On Wed, May 29, 2019 at 6:57 AM Tucker B <ba...@gmail.com> wrote:
>
> After upgrading to Tika 1.21 I have noticed several known XLSX files
> are detected by Tika as "application/x-tika-ooxml". I think I've
> narrowed it down to the new StreamingZipContainerDetector. After
> inspecting the "[Content_Types].xml" of these XLSX files there is no
> reference to any of the configured content types for XLSX in the
> OOXML_CONTENT_TYPES in StreamingZipContainerDetector. Specifically,
>
> "application/vnd.openxmlformats-officedocument.spreadsheetml.sheet.main+xml"
> "application/vnd.ms-excel.sheet.macroEnabled.main+xml"
> "application/vnd.ms-excel.sheet.binary.macroEnabled.main"
>
> I do see a content type of
>
> "application/vnd.openxmlformats-officedocument.spreadsheetml.template.main+xml"
>
> in "[Content_Types].xml". Is the StreamingZipContainerDetector missing
> the XSSFRelation TEMPLATE_WORKBOOK in OOXML_CONTENT_TYPES?

Re: StreamingZipContainerDetector XLSX template workbook

Posted by Tucker B <ba...@gmail.com>.
Thanks for creating the JIRA ticket.

On Wed, May 29, 2019 at 6:23 PM Tim Allison <ta...@apache.org> wrote:
>
> Ugh.  Thank you!
>
> https://issues.apache.org/jira/browse/TIKA-2886
>
> On Wed, May 29, 2019 at 6:57 AM Tucker B <ba...@gmail.com> wrote:
> >
> > After upgrading to Tika 1.21 I have noticed several known XLSX files
> > are detected by Tika as "application/x-tika-ooxml". I think I've
> > narrowed it down to the new StreamingZipContainerDetector. After
> > inspecting the "[Content_Types].xml" of these XLSX files there is no
> > reference to any of the configured content types for XLSX in the
> > OOXML_CONTENT_TYPES in StreamingZipContainerDetector. Specifically,
> >
> > "application/vnd.openxmlformats-officedocument.spreadsheetml.sheet.main+xml"
> > "application/vnd.ms-excel.sheet.macroEnabled.main+xml"
> > "application/vnd.ms-excel.sheet.binary.macroEnabled.main"
> >
> > I do see a content type of
> >
> > "application/vnd.openxmlformats-officedocument.spreadsheetml.template.main+xml"
> >
> > in "[Content_Types].xml". Is the StreamingZipContainerDetector missing
> > the XSSFRelation TEMPLATE_WORKBOOK in OOXML_CONTENT_TYPES?
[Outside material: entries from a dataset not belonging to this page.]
Issue #13989, opened 2021-09-14
Failing to run d8_dexbuilder with buildtools 31


Kernald:
### Description of the problem / feature request:

Using buildtools 31, Bazel can't build dex files anymore. With d8 disabled (default):
```
ERROR: /private/var/tmp/_bazel_kernald/dc8fa02be43b6315d36f6bf2bf056429/external/androidsdk/BUILD.bazel:13:25: Extracting interface @androidsdk//:dx_jar_import failed: missing input file 'external/androidsdk/build-tools/31.0.0/lib/dx.jar', owner: '@androidsdk//:build-tools/31.0.0/lib/dx.jar'
ERROR: /private/var/tmp/_bazel_kernald/dc8fa02be43b6315d36f6bf2bf056429/external/androidsdk/BUILD.bazel:13:25 Extracting interface @androidsdk//:dx_jar_import failed: 1 input file(s) do not exist
```

With d8 enabled with the following flags:
```
# Enable d8 merger
build --define=android_dexmerger_tool=d8_dexmerger

# Flags for the d8 dexer
build --define=android_incremental_dexing_tool=d8_dexbuilder
build --define=android_standalone_dexing_tool=d8_compat_dx
build --nouse_workers_with_dexbuilder
```

```
ERROR: /private/var/tmp/_bazel_kernald/dc8fa02be43b6315d36f6bf2bf056429/external/maven/BUILD:4748:11: Dexing external/maven/_dx/androidx_transition_transition/classes_and_libs_merged.jar_desugared.jar with applicable dexopts [] failed: (Exit 1): d8_dexbuilder failed: error executing command bazel-out/darwin-py2-opt-exec-2B5CBBC6/bin/external/bazel_tools/tools/android/d8_dexbuilder ... (remaining 1 argument(s) skipped)

Use --sandbox_debug to see verbose messages from the sandbox
Error: Could not find or load main class com.android.tools.r8.compatdexbuilder.CompatDexBuilder
Caused by: java.lang.ClassNotFoundException: com.android.tools.r8.compatdexbuilder.CompatDexBuilder
```

### Bugs: what's the simplest, easiest way to reproduce this bug? Please provide a minimal example if possible.

In a `WORKSPACE`:
```
android_sdk_repository(
    name = "androidsdk",
    api_level = 31,
    build_tools_version = "31.0.0",
)
```

(I don't think the `api_level` actually matters here.)

Try to build anything that requires dexing.

### What operating system are you running Bazel on?

[...]

PR #15213, opened 2022-04-11
Replacing Compat Dx With Reference To Internal Bazel Build's Dx

EdbertChan:
**Initial Issue:**
Bazel fails to build on build_tools_version 31.

Error: Could not find or load main class com.android.tools.r8.compatdx.CompatDx

https://github.com/bazelbuild/bazel/commit/ceb498fd6b9323a738f0ba628d12a23a161a0671 should have fixed the issue. However, I am not able to compile.

The error I get from --verbose_failures boils down to this line
bazel-out/k8-opt-exec-2B5CBBC6/bin/external/androidsdk/d8_compat_dx --dex '--num-threads=5' '--output=bazel-out/k8-fastbuild/bin/apps/presidio/helix/app-apk/_mobile_install/bin_debug/stub_application/classes.dex' bazel-out/k8-fastbuild/bin/apps/presidio/helix/app-apk/_mobile_install/bin_debug/stub_deploy.jar

When I look into the d8_compat_dx, I only see that a manifest file exists in it where it says it was created by "Target-Label: @androidsdk//:d8_compat_dx" and no other classes. Looking at this line in [android_sdk_repository.bzl,](https://github.com/bazelbuild/bazel/blob/66d07f096cb697bdadb6f9d9fbc1c4fe33be6d59/tools/android/android_sdk_repository_template.bzl#L306) it looks like Bazel is still trying to use the d8 packaged in build-tools in the Android SDK rather than trying to create its own.

See https://github.com/bazelbuild/bazel/issues/13989 for the original discussion.

**Fix**:

Make the d8_compat_dx reference the internal Bazel built dx tools.

We tested this by running bazel mobile-install on all our apps.

### DIFF
--- a/src/tools/android/java/com/google/devtools/build/android/r8/BUILD.tools
+++ b/src/tools/android/java/com/google/devtools/build/android/r8/BUILD.tools
@@ -22,3 +22,10 @@ java_binary(
     visibility = ["//tools/android:__subpackages__"],
     runtime_deps = [":r8"],
 )
+
+java_binary(
+    name = "r8_binary",
+    main_class = "com.google.devtools.build.android.r8.CompatDx",
+    visibility = ["@androidsdk//:__subpackages__", "//tools/android:__subpackages__"],
+    runtime_deps = [":r8"],
+)
--- a/tools/android/android_sdk_repository_template.bzl
+++ b/tools/android/android_sdk_repository_template.bzl
@@ -296,10 +296,9 @@ def create_android_sdk_rules(
         name = "dx_jar_import",
         jars = ["build-tools/%s/lib/dx.jar" % build_tools_directory],
     )
-    java_binary(
+    native.alias(
         name = "d8_compat_dx",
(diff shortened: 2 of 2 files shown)


ahumesky:
Ah thanks for the change here, but coincidentally as part of other improvements, we've made almost identical changes that should address this that we're pushing out likely today

EdbertChan:
@ahumesky Could you link the commit where this change took place in the main branch just for future reference in case other people encounter this?

EdbertChan:
Nevermind I see it here:
[b93f828133e74cb3589ba7ffcfe74d2fe72430cd](https://github.com/bazelbuild/bazel/commit/b93f828133e74cb3589ba7ffcfe74d2fe72430cd)

Closing out

ahumesky:
@EdbertChan Here's the commit: https://github.com/bazelbuild/bazel/commit/b93f828133e74cb3589ba7ffcfe74d2fe72430cd

ahumesky:
Ah I see you already found it :)

PR #1005, opened 2022-05-12
Normalize domain column

pnax:
## Purpose

Store the normalized domain value in the "domain" column in database.

## Context

Follow-up of #983 

## Changes

Database files.
Normalize passed "domain" in get_test_history() before retrieval (since domains are now normalized in database).
Update the upgrade script.

## How to test this PR

Unit tests are added, they should pass. Or start a test with a trailing dot to the domain (and/or with uppercase letters), the domain stored in database should be normalized.

Using the upgrade script should remove any trailing dot from the domain column, as well as down casing it.

### DIFF
--- a/lib/Zonemaster/Backend/DB.pm
+++ b/lib/Zonemaster/Backend/DB.pm
@@ -136,7 +136,7 @@ sub create_new_test {
 
     my $dbh = $self->dbh;
 
-    $test_params->{domain} = $domain;
+    $test_params->{domain} = _normalize_domain( $domain );
 
     my $fingerprint = $self->generate_fingerprint( $test_params );
     my $encoded_params = $self->encode_params( $test_params );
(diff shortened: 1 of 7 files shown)


matsduf (approved):

matsduf:
> I guess this requires a database update to normalize all stored domains. This could be done in a second stage, once this PR is approved.

It would be nice, including down-casing the domain name, it is however, not strictly necessary by this PR. The issue of domain names being stored with and without trailing dot is an old issue.

pnax:
I updated the upgrade script since this change would alter how `get_test_history()` works. With this change some tests might be never reachable if the database is not updated.

mattias-p (approved):
LGTM

mattias-p:
After the fix in #1030 I successfully tested this for v2022.1.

Re: StreamingZipContainerDetector XLSX template workbook

Posted by Tim Allison <ta...@apache.org>.
Ugh.  Thank you!

https://issues.apache.org/jira/browse/TIKA-2886

On Wed, May 29, 2019 at 6:57 AM Tucker B <ba...@gmail.com> wrote:
>
> After upgrading to Tika 1.21 I have noticed several known XLSX files
> are detected by Tika as "application/x-tika-ooxml". I think I've
> narrowed it down to the new StreamingZipContainerDetector. After
> inspecting the "[Content_Types].xml" of these XLSX files there is no
> reference to any of the configured content types for XLSX in the
> OOXML_CONTENT_TYPES in StreamingZipContainerDetector. Specifically,
>
> "application/vnd.openxmlformats-officedocument.spreadsheetml.sheet.main+xml"
> "application/vnd.ms-excel.sheet.macroEnabled.main+xml"
> "application/vnd.ms-excel.sheet.binary.macroEnabled.main"
>
> I do see a content type of
>
> "application/vnd.openxmlformats-officedocument.spreadsheetml.template.main+xml"
>
> in "[Content_Types].xml". Is the StreamingZipContainerDetector missing
> the XSSFRelation TEMPLATE_WORKBOOK in OOXML_CONTENT_TYPES?